As a medtech lawyer, my focus naturally gravitates to assessing “downstream” relationships and risk; that is, analysis of the legal arrangements between manufacturers, distribution agents, and health care providers that together bring medical technologies to the patient’s bedside. These relationships can be complex, as are the legal issues they raise. But ensuring ethical standards in these relationships is critical, because patients deserve the confidence of knowing that the medical technologies used in their care are based on clinical consideration of what is best for them, not financial considerations or other such factors.

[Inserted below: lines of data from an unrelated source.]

Issue #3921, opened 2025-04-14
Investigate hangs on A770


kwasd:
### Describe the bug

The following tests are hanging:
```
2025-04-14T10:05:36.7785146Z intel/test_block_load.py::test_block_load_dpas_layout[False-float16-128-32]
2025-04-14T10:05:45.5170095Z intel/test_tensor_descriptor.py::test_tensor_descriptor_store[8-16-int8]
```
https://github.com/intel/intel-xpu-backend-for-triton/actions/runs/14440690950/job/40489960552

possibly related: 
* #3896

### Environment details

intel/intel-xpu-backend-for-triton: `15d16d3436ddd5f64fa127fce72318771b40ccaf`

```
TIMESTAMP=20250414082051
GITHUB_RUN_ID=14440690950
GITHUB_RUN_NUMBER=578
GITHUB_RUN_ATTEMPT=1
PYTHON_VERSION=3.9
PYTORCH_REPO=pytorch/pytorch
PYTORCH_COMMIT_ID=6f6ff8837a0a5ef95bec63d52e24db288f1db8b0
PYTORCH_VERSION=2.8.0a0+git6f6ff88
TRITON_REPO=intel/intel-xpu-backend-for-triton
LIBIGC1_VERSION=2.7.11-1099
LEVEL_ZERO_VERSION=1.20.2.0-1098
GPU_DEVICE=Intel(R) Arc(TM) A770 Graphics
AGAMA_VERSION=1099
```

PR #3922, opened 2025-04-14
Add A770 skiplist (see #3921)

kwasd:
Not sure whether should I limit to particular dtype/shape in this case. Isn't it too narrow?


pbchekin (commented):
Are you planning to run "Build and test" on A770 for this PR?

kwasd:
https://github.com/intel/intel-xpu-backend-for-triton/actions/runs/14453594455/job/40531712752

pbchekin:
Is the plan to add all currently failing tests to the skip list? If yes, then there are additional failures in the last run.

pbchekin (approved):

PR #3926, opened 2025-04-15
[ENH] Optionally pass args as function parameter

vlad-penkin:
This PR refactors argarse logic in preparation for entry point introduction.

### DIFF
--- a/benchmarks/triton_kernels_benchmark/benchmark_testing.py
+++ b/benchmarks/triton_kernels_benchmark/benchmark_testing.py
@@ -2,6 +2,7 @@ import argparse
 import datetime
 import itertools
 import os
+from dataclasses import dataclass
 
 import torch
 from torch.profiler import profile, ProfilerActivity, record_function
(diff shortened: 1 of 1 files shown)


benchmarks/triton_kernels_benchmark/benchmark_testing.py
```diff
@@ -193,6 +194,36 @@ def perf_report(benchmarks):
     return wrapper
 
 
+@dataclass
+class MarkArgs:
+    reports: str = ""
+    n_runs: int = 1
+    parser: argparse.ArgumentParser = argparse.ArgumentParser()
```
pbchekin, line 201: Do you need this?

benchmarks/triton_kernels_benchmark/benchmark_testing.py
```diff
@@ -193,6 +194,36 @@ def perf_report(benchmarks):
...
+
+    @classmethod
+    def _parse_common_args(cls) -> tuple[argparse.Namespace, list[str]]:
```
pbchekin, line 204: The second item in the tuple is not used?
```suggestion
    def _parse_common_args(cls) -> argparse.Namespace:
```

benchmarks/triton_kernels_benchmark/benchmark_testing.py
```diff
@@ -193,6 +194,36 @@ def perf_report(benchmarks):
...
+            "--n_runs",
+            type=int,
+            default=1,
+            help="number of runs for this benchmark",
+        )
+        return parser.parse_known_args()
+
+    @classmethod
+    def from_args(cls) -> "MarkArgs":
+        args, _ = cls._parse_common_args()
```
pbchekin, line 223:
```suggestion
        args = cls._parse_common_args()
```

benchmarks/triton_kernels_benchmark/benchmark_testing.py
vlad-penkin: It will be used in the entry point.

benchmarks/triton_kernels_benchmark/benchmark_testing.py
vlad-penkin: See comment above.

benchmarks/triton_kernels_benchmark/benchmark_testing.py
vlad-penkin: Fixed

pbchekin (approved):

Downstream arrangements in the medtech industry are governed by well-established authorities that are very familiar to health care lawyers, such as the anti-kickback statute, beneficiary inducement civil monetary penalty provisions, the foreign corrupt practices act, and in some cases distribution licensure. The law in this area is mature, and supplemented by extensive regulations, subregulatory guidance, and voluntary industry codes of ethics. When health care lawyers talk about “compliance,” they usually are referring to these downstream arrangements.
But “upstream” compliance – relating to the supply chain that supports the production of medical technologies – is also emerging as a focus for the medtech industry. As I have mentioned before, I am constantly awed by the pace of medtech innovation in bringing sophisticated technological solutions, cures and treatments to patients—from nanotechnology, to robotics, to diagnostics, digital and beyond. These technological innovations utilize a range of materials, with associated supply chains that can be complex and global, even for small companies.
Upstream ethics and compliance issues have been the subject of several important legal and policy developments. Here are a few trends–from other industrial sectors–that I’m watching:
Materials sourcing/conflict minerals: Atrocities in the Democratic Republic of Congo (DRC) and adjoining countries financed by mineral trade have spurred efforts in the US and globally to promote responsible sourcing of these minerals, some of which are used in medical devices and various electronics. In particular, Section 1502 of the Dodd-Frank Act requires companies to report on measures taken to exercise due diligence regarding the source and chain of custody of certain conflict minerals (tantalum, tin, gold or tungsten) necessary in manufacturing. The Organisation for Economic Co-operation and Development also has issued Due Diligence Guidance for Responsible Supply Chains of Minerals from Conflict-Affected and High-Risk Areas, and the European Union is developing supply chain due diligence requirements for conflict minerals.